= Radical cation =

Structure of Wurster's cation, illustrating the ability of amino substituents to stabilize arene radical cations.

Radical cations are denoted $M^{+\bullet}$. Salts of these species have been isolated in the cases of dibenzocyclooctatetraene, various tertiary amines, and some polymethylated derivatives of azulene. Radical cations, like radical anions, have one unpaired electron, i.e. they are paramagnetic.

==Mass spectrometry==
Radical cations appear prominently in mass spectrometry. When a gas-phase molecule is subjected to electron ionization one electron is abstracted by an electron in the electron beam to create a radical cation M^{+.}. This species represents the molecular ion or parent ion. A typical mass spectrum shows multiple signals because the molecular ion fragments into a complex mixture of ions and uncharged radical species. For example, the methanol radical cation fragments into a methenium cation CH3+ and a hydroxyl radical. In naphthalene the unfragmented radical cation is by far the most prominent peak in the mass spectrum. Secondary species are generated from proton gain (M+1) and proton loss (M-1).

==Inorganic examples==
Some compounds containing the dioxygenyl cation can be prepared in bulk. Many transition metal complexes are radicals and cationic, e.g. [MCl_{4}]^{2-} (M=Mn, Fe, Co, Ni). Such species are so pervasive that they are rarely discussed in the context of radicals.
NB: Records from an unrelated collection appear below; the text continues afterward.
PR #2834, opened 2026-07-29
docs: rename APIFY_MCP_PROXY_URL to ACTOR_MCP_CONNECTOR_BASE_URL

valekjo:
The MCP connector base URL environment variable is being renamed on the platform, so the docs need to match - otherwise anyone following the MCP connectors guide reads a variable name that no longer resolves.

Since the reference tables in `environment_variables.md` are grouped by name prefix, the variable also moves from the Apify platform (`APIFY_`) table to the standard Actor (`ACTOR_`) table.

TODO: Release this once worker release is out.


TC-MO (approved):
LGTM

marcel-rbro (approved):

PR #2835, opened 2026-07-29
ci: Drop cross-repo model regeneration dispatch to apify-client-python

vdusek:
Removes the cross-repo dispatch that opened a companion model-regeneration PR in `apify-client-python` for every spec-changing docs PR, and rewrites the `AGENTS.md` section describing it.

`apify-client-python` now pulls the spec on its own nightly schedule instead, so nothing on this side needs to push to it or be merged in lockstep with a client PR.

Why the dispatch goes away:

- The client can only generate models from the **published** spec, so it can never be genuinely ahead of a deployed docs change - the companion PR was opened against an unpublished bundle it would have to regenerate from anyway.
- Two mechanisms writing the same generated files made them diverge. The dispatch reused one long-lived branch per docs PR and regenerated with the codegen tooling from that stale branch, which silently reverted fixes that had landed on the client's master in the meantime.
- Every such PR opened with a placeholder `TODO` title that a human had to replace before it could be merged, so unmerged PRs and their stale branches piled up.

Also drops what only the removed jobs needed: the `closed` pull request trigger, the `if:` guard skipping lint on close events, and the `pull-requests: read` permission.

**Merge this before** apify/apify-client-python#983 - that PR deletes `manual_regenerate_models.yaml`, which the dispatch removed here still calls.

*✍️ Drafted by Claude Code*

### DIFF
--- a/.github/workflows/openapi-ci.yaml
+++ b/.github/workflows/openapi-ci.yaml
@@ -2,21 +2,16 @@ name: OpenAPI checks
 
 on:
     pull_request:
-        # The 'closed' type is needed to trigger cleanup of the corresponding apify-client-python PR.
-        types: [opened, synchronize, reopened, closed]
     push:
         branches:
             - master
 
 permissions:
     contents: read
-    pull-requests: read
 
 jobs:
     lint:
         name: Lint specification
-        # Skip lint/build/validate on PR close events - those only need the cleanup job.
-        if: github.event_name != 'pull_request' || github.event.action != 'closed'
         runs-on: ubuntu-latest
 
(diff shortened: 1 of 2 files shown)


TC-MO (approved):
LGTM, so no longer companions PR's and no longer thinking about stacking merges so everything generates correctly :D?

vdusek:
> LGTM, so no longer companions PR's and no longer thinking about stacking merges so everything generates correctly :D?

Yes, because of these and other issues, we rethought this. There will be only nightly syncs from now, let's see how that will work.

==Organic heterocycles and polymers==
Radical cations figure prominently in the chemistry and properties of conducting polymers. Such polymers are formed by the oxidation of heterocycles to give radical cations, which condense with the parent heterocycle. For example, polypyrrole is prepared by oxidation of pyrrole using ferric chloride in methanol:
n C4H4NH + 2 FeCl3 -> (C4H2NH)_{n} + 2 FeCl2 + 2 HCl
Upon further oxidation, these polymers become conductive, forming p-doped conducting polymers. These typically (Note: Excluding ground-state degenerate polymers such as trans-polyacetylene.) owe their conductivity to the transport of (positive) polarons, (Note: N-doped conducting polymers contain negative polarons, analogous radical anion defects. However, these are less commonly encountered due to such polymers' very high reduction potentials and consequent air- and solvent- sensitivity.) radical cation defects with resonance structures where the radical and cation are on separate atoms, associated with a localized change in bond-length alternation within the conjugated system, as well as bipolarons, classically considered to be non-radical dications in equilibrium with polarons.

==Carbocations==
Carbocations are diamagnetic ions with a positively charged carbon atom. Carbocation are further classified in two main categories according to the coordination number of the charged carbon: three in the carbenium ions and five in the carbonium ions. Among the simplest carbocations are the methenium CH3+ (a carbenium ion) and methanium CH5+ (a carbonium ion).